For DNA based LIPC testing, preparation is straightforward because your genotype does not change with diet or training. The key step is ensuring LIPC is tested within a clinically relevant panel, such as a hyperalphalipoproteinaemia or cardiometabolic panel, and that you have or will obtain up to date lipid and cardiometabolic data to interpret the result.

LIPC genotyping from blood or saliva does not require fasting. However, fasting is usually recommended before lipid and triglyceride blood tests so that HDL, LDL, non‑HDL, and remnant measures are accurate and comparable over time. You should follow any instructions about fasting, alcohol, and medication timing for these companion tests.
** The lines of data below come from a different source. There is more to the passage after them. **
PR #1565, opened 2019-03-10
Loader reloaded fixup

PatrickvL:
This introduces the basics for #769 by introducing 3 new projects (a loader executable, an emulation DLL and an empty GUI executable) without actually making use of any of it.

This setup will allow Cxbx-Reloaded to have near-absolute control over memory ranges under Windows (and probably Wine nearly as well).

This work is not being used just yet, but the code is now at a point that it'd be helpfull to merge it into develop, so others can start contributing (like the required changes to the memory manager classes, for example).
(EDIT : Per @LukeUsher request, this PR is meanwhile updated to target a separate 'loader' branch)

Note, that existing functionality should NOT be changed, so if the existing Cxbx.exe still works, it'll be alright to merge.

Reviews & remarks welcome!

Note, this PR replaces #1552 (some comments are worth reading). Special thanks to @RadWolfie for fixing newline issues.

Also, I've taken the liberty to target the develop branch with this, as this work doesn't hinder the current Cxbx project, and having yet another branch will surely lead to this getting forgotten yet again. As I've explained in the previous PR, the loader-based approach is completely separate, and should be completed asap so we can switch over sooner rather than later.


AzurikRiseOfPerathia:
Azurik Start in game AGAIN YES !!!!! ;)

RadWolfie:
Your project files are still using LF instead of CRLF. And this PR appears did not come from my branch's work which contains so many fixes and merge fixed commits to respective commit cause the breakage.

PatrickvL:
This is branched of off your fixup branch, then rebased on develop, then one additional commit

PatrickvL:
Perhaps it's better if you make those steps?

RadWolfie:
Ah, the fixup branch didn't have the updated fixes. https://github.com/RadWolfie/Cxbx-Reloaded/tree/loader_reloaded_pr_rebase has the updated fixes which is being on hold until cmake is implemented first. Then, the rebased branch will another "edited" commits to use cmake instead of generated project files.

If you found any bugs from the work you had done. Then, create a new branch of cxbxr's develop branch and use `git pull -r https://github.com/RadWolfie/Cxbx-Reloaded loader_reloaded_pr_rebase` in the command prompt. Let me know you had perform some additional fixes in dm.

RadWolfie:
This PR can be close as I had pushed the replacement to cmake branch here: https://github.com/RadWolfie/Cxbx-Reloaded/tree/cmake_loader_reloaded

Any upstream work in development branch will need to maintenance rebase from `add-cmake-support` branch then another rebase to `cmake_loader_reloaded` branch. Plus any files added or removal will need to re-update the cmake files.

PatrickvL:
I agree, and thanks for your work!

A LIPC test is most valuable when the result will influence how you and your clinician interpret HDL, triglycerides, and remnant cholesterol and plan cardiovascular prevention. It is less helpful when ordered in isolation without considering lipid profiles, apoB, family history, and lifestyle.

• Very high HDL cholesterol or suspected hyperalphalipoproteinaemia: If HDL is markedly elevated without obvious secondary causes, LIPC testing, alongside CETP and LPL, can clarify whether a primary hyperalphalipoproteinaemia is present and how to interpret that high HDL in terms of risk.
• Mixed or unexplained lipid profiles: When lipid patterns seem disproportionate to lifestyle or standard risk factors, LIPC genotyping can add nuance to understanding HDL and remnant metabolism and to decisions about therapy focus.
• Strong family history of premature coronary disease with high HDL: In families with early heart disease and "good" HDL, LIPC variants may contribute to risk and support an emphasis on apoB and blood pressure control rather than relying on HDL as protective.
• Comprehensive cardiometabolic prevention: In high detail prevention strategies, LIPC sits alongside LPL, CETP, APOE, and other lipid genes to refine diet, exercise, and medication plans aimed at optimising apoB, triglycerides, and remnant cholesterol.